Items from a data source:
____________________

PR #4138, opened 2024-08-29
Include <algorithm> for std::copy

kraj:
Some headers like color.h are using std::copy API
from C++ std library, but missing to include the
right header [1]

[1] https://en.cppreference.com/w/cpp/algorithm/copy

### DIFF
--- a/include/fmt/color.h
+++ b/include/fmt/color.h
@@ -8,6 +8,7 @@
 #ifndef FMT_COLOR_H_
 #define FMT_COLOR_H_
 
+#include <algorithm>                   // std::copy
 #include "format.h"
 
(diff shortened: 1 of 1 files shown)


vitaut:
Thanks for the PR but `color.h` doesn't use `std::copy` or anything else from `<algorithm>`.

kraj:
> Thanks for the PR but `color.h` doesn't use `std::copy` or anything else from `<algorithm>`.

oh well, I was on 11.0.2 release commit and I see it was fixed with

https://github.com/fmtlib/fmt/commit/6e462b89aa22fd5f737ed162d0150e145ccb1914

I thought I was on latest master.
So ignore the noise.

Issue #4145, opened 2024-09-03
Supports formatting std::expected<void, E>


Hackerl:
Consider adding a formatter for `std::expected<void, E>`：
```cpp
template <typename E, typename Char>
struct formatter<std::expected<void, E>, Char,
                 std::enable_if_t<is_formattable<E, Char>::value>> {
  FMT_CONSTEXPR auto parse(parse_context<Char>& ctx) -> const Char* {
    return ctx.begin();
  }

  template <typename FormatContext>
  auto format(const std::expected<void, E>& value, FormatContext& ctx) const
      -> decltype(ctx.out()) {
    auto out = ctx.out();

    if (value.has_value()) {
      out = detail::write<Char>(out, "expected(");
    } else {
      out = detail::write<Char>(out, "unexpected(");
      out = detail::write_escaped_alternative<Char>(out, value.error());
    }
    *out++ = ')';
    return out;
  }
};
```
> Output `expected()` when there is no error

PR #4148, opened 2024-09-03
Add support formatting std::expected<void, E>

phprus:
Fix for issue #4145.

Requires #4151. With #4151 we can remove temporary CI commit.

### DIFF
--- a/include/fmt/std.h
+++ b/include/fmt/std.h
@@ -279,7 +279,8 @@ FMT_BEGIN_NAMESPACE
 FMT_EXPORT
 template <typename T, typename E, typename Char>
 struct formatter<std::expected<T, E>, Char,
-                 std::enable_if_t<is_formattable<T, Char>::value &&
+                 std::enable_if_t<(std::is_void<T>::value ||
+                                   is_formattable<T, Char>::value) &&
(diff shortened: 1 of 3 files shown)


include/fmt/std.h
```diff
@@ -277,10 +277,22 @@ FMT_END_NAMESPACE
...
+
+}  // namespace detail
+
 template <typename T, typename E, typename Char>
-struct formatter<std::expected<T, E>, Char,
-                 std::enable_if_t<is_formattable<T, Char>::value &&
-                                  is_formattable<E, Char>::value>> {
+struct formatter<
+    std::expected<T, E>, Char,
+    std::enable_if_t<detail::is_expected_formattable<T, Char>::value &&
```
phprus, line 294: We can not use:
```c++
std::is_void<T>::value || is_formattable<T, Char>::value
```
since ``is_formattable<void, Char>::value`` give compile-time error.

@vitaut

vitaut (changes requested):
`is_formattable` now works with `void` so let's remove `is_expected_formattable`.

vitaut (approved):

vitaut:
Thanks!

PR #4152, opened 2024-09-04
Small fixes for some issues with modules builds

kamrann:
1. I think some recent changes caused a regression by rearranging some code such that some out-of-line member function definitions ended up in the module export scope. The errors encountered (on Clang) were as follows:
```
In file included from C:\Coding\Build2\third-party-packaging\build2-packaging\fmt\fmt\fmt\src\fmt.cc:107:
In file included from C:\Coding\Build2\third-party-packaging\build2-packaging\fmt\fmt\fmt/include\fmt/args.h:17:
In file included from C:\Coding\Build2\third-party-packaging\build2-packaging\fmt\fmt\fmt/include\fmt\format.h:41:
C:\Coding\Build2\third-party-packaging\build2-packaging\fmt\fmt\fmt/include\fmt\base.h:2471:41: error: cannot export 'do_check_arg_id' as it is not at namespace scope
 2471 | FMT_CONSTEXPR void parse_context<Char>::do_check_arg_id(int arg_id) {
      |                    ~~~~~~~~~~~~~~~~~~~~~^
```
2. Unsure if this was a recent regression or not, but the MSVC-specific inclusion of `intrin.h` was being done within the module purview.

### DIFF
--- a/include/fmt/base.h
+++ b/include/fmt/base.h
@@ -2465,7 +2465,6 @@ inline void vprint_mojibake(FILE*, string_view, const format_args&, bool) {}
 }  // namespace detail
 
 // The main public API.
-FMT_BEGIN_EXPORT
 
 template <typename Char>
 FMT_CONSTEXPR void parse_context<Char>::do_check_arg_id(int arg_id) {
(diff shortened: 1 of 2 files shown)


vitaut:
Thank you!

____________________

_Task goal_:
Could you print every record above exactly as it appears?

_Reply to the task_:
PR #4138, opened 2024-08-29
Include <algorithm> for std::copy

kraj:
Some headers like color.h are using std::copy API
from C++ std library, but missing to include the
right header [1]

[1] https://en.cppreference.com/w/cpp/algorithm/copy

### DIFF
--- a/include/fmt/color.h
+++ b/include/fmt/color.h
@@ -8,6 +8,7 @@
 #ifndef FMT_COLOR_H_
 #define FMT_COLOR_H_
 
+#include <algorithm>                   // std::copy
 #include "format.h"
 
(diff shortened: 1 of 1 files shown)


vitaut:
Thanks for the PR but `color.h` doesn't use `std::copy` or anything else from `<algorithm>`.

kraj:
> Thanks for the PR but `color.h` doesn't use `std::copy` or anything else from `<algorithm>`.

oh well, I was on 11.0.2 release commit and I see it was fixed with

https://github.com/fmtlib/fmt/commit/6e462b89aa22fd5f737ed162d0150e145ccb1914

I thought I was on latest master.
So ignore the noise.

Issue #4145, opened 2024-09-03
Supports formatting std::expected<void, E>


Hackerl:
Consider adding a formatter for `std::expected<void, E>`：
```cpp
template <typename E, typename Char>
struct formatter<std::expected<void, E>, Char,
                 std::enable_if_t<is_formattable<E, Char>::value>> {
  FMT_CONSTEXPR auto parse(parse_context<Char>& ctx) -> const Char* {
    return ctx.begin();
  }

  template <typename FormatContext>
  auto format(const std::expected<void, E>& value, FormatContext& ctx) const
      -> decltype(ctx.out()) {
    auto out = ctx.out();

    if (value.has_value()) {
      out = detail::write<Char>(out, "expected(");
    } else {
      out = detail::write<Char>(out, "unexpected(");
      out = detail::write_escaped_alternative<Char>(out, value.error());
    }
    *out++ = ')';
    return out;
  }
};
```
> Output `expected()` when there is no error

PR #4148, opened 2024-09-03
Add support formatting std::expected<void, E>

phprus:
Fix for issue #4145.

Requires #4151. With #4151 we can remove temporary CI commit.

### DIFF
--- a/include/fmt/std.h
+++ b/include/fmt/std.h
@@ -279,7 +279,8 @@ FMT_BEGIN_NAMESPACE
 FMT_EXPORT
 template <typename T, typename E, typename Char>
 struct formatter<std::expected<T, E>, Char,
-                 std::enable_if_t<is_formattable<T, Char>::value &&
+                 std::enable_if_t<(std::is_void<T>::value ||
+                                   is_formattable<T, Char>::value) &&
(diff shortened: 1 of 3 files shown)


include/fmt/std.h
```diff
@@ -277,10 +277,22 @@ FMT_END_NAMESPACE
...
+
+}  // namespace detail
+
 template <typename T, typename E, typename Char>
-struct formatter<std::expected<T, E>, Char,
-                 std::enable_if_t<is_formattable<T, Char>::value &&
-                                  is_formattable<E, Char>::value>> {
+struct formatter<
+    std::expected<T, E>, Char,
+    std::enable_if_t<detail::is_expected_formattable<T, Char>::value &&
```
phprus, line 294: We can not use:
```c++
std::is_void<T>::value || is_formattable<T, Char>::value
```
since ``is_formattable<void, Char>::value`` give compile-time error.

@vitaut

vitaut (changes requested):
`is_formattable` now works with `void` so let's remove `is_expected_formattable`.

vitaut (approved):

vitaut:
Thanks!

PR #4152, opened 2024-09-04
Small fixes for some issues with modules builds

kamrann:
1. I think some recent changes caused a regression by rearranging some code such that some out-of-line member function definitions ended up in the module export scope. The errors encountered (on Clang) were as follows:
```
In file included from C:\Coding\Build2\third-party-packaging\build2-packaging\fmt\fmt\fmt\src\fmt.cc:107:
In file included from C:\Coding\Build2\third-party-packaging\build2-packaging\fmt\fmt\fmt/include\fmt/args.h:17:
In file included from C:\Coding\Build2\third-party-packaging\build2-packaging\fmt\fmt\fmt/include\fmt\format.h:41:
C:\Coding\Build2\third-party-packaging\build2-packaging\fmt\fmt\fmt/include\fmt\base.h:2471:41: error: cannot export 'do_check_arg_id' as it is not at namespace scope
 2471 | FMT_CONSTEXPR void parse_context<Char>::do_check_arg_id(int arg_id) {
      |                    ~~~~~~~~~~~~~~~~~~~~~^
```
2. Unsure if this was a recent regression or not, but the MSVC-specific inclusion of `intrin.h` was being done within the module purview.

### DIFF
--- a/include/fmt/base.h
+++ b/include/fmt/base.h
@@ -2465,7 +2465,6 @@ inline void vprint_mojibake(FILE*, string_view, const format_args&, bool) {}
 }  // namespace detail
 
 // The main public API.
-FMT_BEGIN_EXPORT
 
 template <typename Char>
 FMT_CONSTEXPR void parse_context<Char>::do_check_arg_id(int arg_id) {
(diff shortened: 1 of 2 files shown)


vitaut:
Thank you!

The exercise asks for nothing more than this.